Mercy is like a balm to the gravely wounded,
All rejoice in it as in a lamp.
"I need no mercy!" so the fool declares,
And cries out for mercy when sorrow strikes him down!
In the mercy of God men bask as in sunshine,
For God's mercy awakens us into life!
Let us forgive men, that God may forgive us,
We are all on earth but transient guests.
“Pus is not cleansed from festering wounds by pus, nor is darkness driven from a dungeon by darkness.”
Reflection
Whenever we are outside the grace of God, we are also outside ourselves, and compared to our grace-endowed nature we are in no better a state than a madman compared to a so-called healthy person. Only the grace-filled man is a natural man — that is, a man of higher, uncorrupted nature, in which the grace of God reigns and governs.
Saint Symeon the New Theologian says: "A lamp, though filled with oil and having a wick, remains entirely dark if it is not lit with fire. So also the soul, adorned in appearance with all the virtues, if it lacks the light and grace of the Holy Spirit, is quenched and dark" (Homily 59). As the great apostle also says: "By the grace of God I am what I am" (I Cor. 15:10). To be without grace means to be removed from God, and thus removed from the reality of one's own very being. Our being, our person, establishes its reality and receives its fullness only in closeness to God and through God.
Therefore sinners are to be regarded as the sick, as powerless shadows, without reality and without mind.
“Only the grace-filled man is a natural man — that is, a man of higher, uncorrupted nature, in which the grace of God reigns and governs.”
Contemplation
Contemplate the Lord Jesus as the vine (John 15:1), namely:
1. As the vine from which countless fruitful branches have sprung forth in the persons of the saints;
2. As the vine which with its sap, with its own blood, sustains and nourishes all the branches upon itself;
3. As the vine from which the divine Church has branched out on earth and in heaven;
4. As the vine from which I too must not sever the branch of my own life.
Homily
on the power of the Resurrector of the body
Destroy this temple, and in three days I will raise it up (John 2:19)
The Lord speaks this of the temple of His own body. Destroy this Body and I will raise it up in three days! So speaks He who knows His own power, and who by His power has fulfilled His own words. For His body was destroyed, broken, pierced, buried, and covered with darkness for three days. And on the third day He raised it up — raised it not merely from the grave to earth, but exalted it to the heavens. And so He spoke the word, and His word was fulfilled.

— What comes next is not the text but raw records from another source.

PR #4525, opened 2026-05-12
refactor: use `IRInfo` and `IRStructure` for `full_equations`

AayushSabharwal:
This is a considerable improvement for large models.

### DIFF
--- a/lib/ModelingToolkitBase/src/systems/abstractsystem.jl
+++ b/lib/ModelingToolkitBase/src/systems/abstractsystem.jl
@@ -1998,6 +1998,20 @@ equations during `mtkcompile`. These equations matches generated numerical code.
 See also [`equations`](@ref) and [`ModelingToolkitBase.get_eqs`](@ref).
 """
 function full_equations(sys::AbstractSystem; simplify = false)
+    subsys = get_systems(sys)
+    # Fast path using `IRInfo`
+    if isempty(subsys)
+        new_eqs = Equation[]
+        eqs = equations(sys)
+        sizehint!(new_eqs, length(eqs))
+        info = get_ir_info(sys)
+        ir = get_irstructure(sys)
+        @assert length(info.eqs_idxs) == length(eqs)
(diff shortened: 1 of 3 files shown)


lib/ModelingToolkitBase/src/systems/abstractsystem.jl
```diff
@@ -1998,6 +1998,20 @@ equations during `mtkcompile`. These equations matches generated numerical code.
 See also [`equations`](@ref) and [`ModelingToolkitBase.get_eqs`](@ref).
 """
 function full_equations(sys::AbstractSystem; simplify = false)
+    subsys = get_systems(sys)
+    # Fast path using `IRInfo`
+    if isempty(subsys)
```
oscardssmith, line 2003: why can we only do this if we don't have subsytems? Is that fixable?

AayushSabharwal: I'll add a comment. `get_ir_info` will build the `IRInfo` if a cached one does not exist. Doing so requires the `ParameterBindingsGraph`, which is only valid for flattened systems. I'll add a comment.

oscardssmith: how hard would it be to remove that restriction? The bifurcation here seems sub-optimal.

AayushSabharwal: Probably not very hard, but it doesn't matter much. We hit the slow path for hierarchical systems, which we can't simulate anyway. The only case where `full_equations` on a hierarchical system matters is if the user is directly building a system that they will `complete` and never `mtkcompile`. It's safe to assume those systems are few and far between, and not large enough for the speedup here to matter. Flattening the system will also invalidate the cached `IRInfo`, so we'll redo this anyway.

oscardssmith: fair enough. I'm just coming at this from a code simplicity perspective, but I'm fine with this as is.

PR #4536, opened 2026-05-15
refactor: mark `u` argument in generated functions where appropriate

AayushSabharwal:
This allows specialized codegen to refer to the `u` vector.

### DIFF
--- a/lib/ModelingToolkitBase/src/systems/codegen_utils.jl
+++ b/lib/ModelingToolkitBase/src/systems/codegen_utils.jl
@@ -256,6 +256,10 @@ generated functions, and `args` are the arguments.
   `MTKParameters` object are present. These are collapsed into a single argument and
   destructured inside the function. `p_start` must also be provided for non-split systems
   since it is used by `wrap_delays`.
+- `u_arg`: The index in `args` of the argument corresponding to `unknowns(sys)` (the `u`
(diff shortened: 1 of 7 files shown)


DhairyaLGandhi:
So codegen should be able to refer to this for the vector of unknowns

lib/ModelingToolkitBase/src/systems/codegen_utils.jl
```diff
@@ -256,6 +256,10 @@ generated functions, and `args` are the arguments.
   `MTKParameters` object are present. These are collapsed into a single argument and
   destructured inside the function. `p_start` must also be provided for non-split systems
   since it is used by `wrap_delays`.
+- `u_arg`: The index in `args` of the argument corresponding to `unknowns(sys)` (the `u`
+  vector). If `-1` (the default), the u vector is not treated specially. Otherwise, the
+  argument must be a `Vector` and is wrapped in a `DestructuredArgs` with the common
```
oscardssmith, line 261:
```suggestion
  argument must be an `AbstractVector` and is wrapped in a `DestructuredArgs` with the common
```

Can we generalize? Otherwise GPUs and stuff may be sad.

AayushSabharwal: This is referring to a symbolic list of arguments, not the value passed to the generated function.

The Lord gave a sign to the Jews, for they sought a sign from Him. And when He gave them a sign such as no one before Him had ever been able to give, they did not believe Him. Instead, confused and frightened, they bribed the guards at Golgotha to lie — to proclaim a falsehood, that this wondrous sign had not occurred, but that the disciples had stolen Him from the tomb!
No sign avails those who will not believe. The Jews saw with their own eyes many miracles of Christ, and yet refused to believe, saying instead, as a justification for their unbelief, that He performed those miracles by the power of the prince of devils! He who will not believe in good is not aided by all the signs that heaven can give. A heart filled with malice is harder than granite. A mind darkened by sin cannot be illumined by all the light of heaven, greater than a thousand suns.
But when a man drives out malice from his heart and saves his mind from the darkness of sin, then he sees the countless signs that God gives to those who will to believe — they see and they believe.
O my brethren, let us not sin against the mercy of God, and let us not yield to the malice of unbelief. O my brethren, all the signs have already been given, and all shine like stars across the heavenly vault to every man who has a good heart and a right-thinking mind.
O Lord Wonderworker, to Thee be glory and praise forever. Amen.
“A heart filled with malice is harder than granite. A mind darkened by sin cannot be illumined by all the light of heaven.”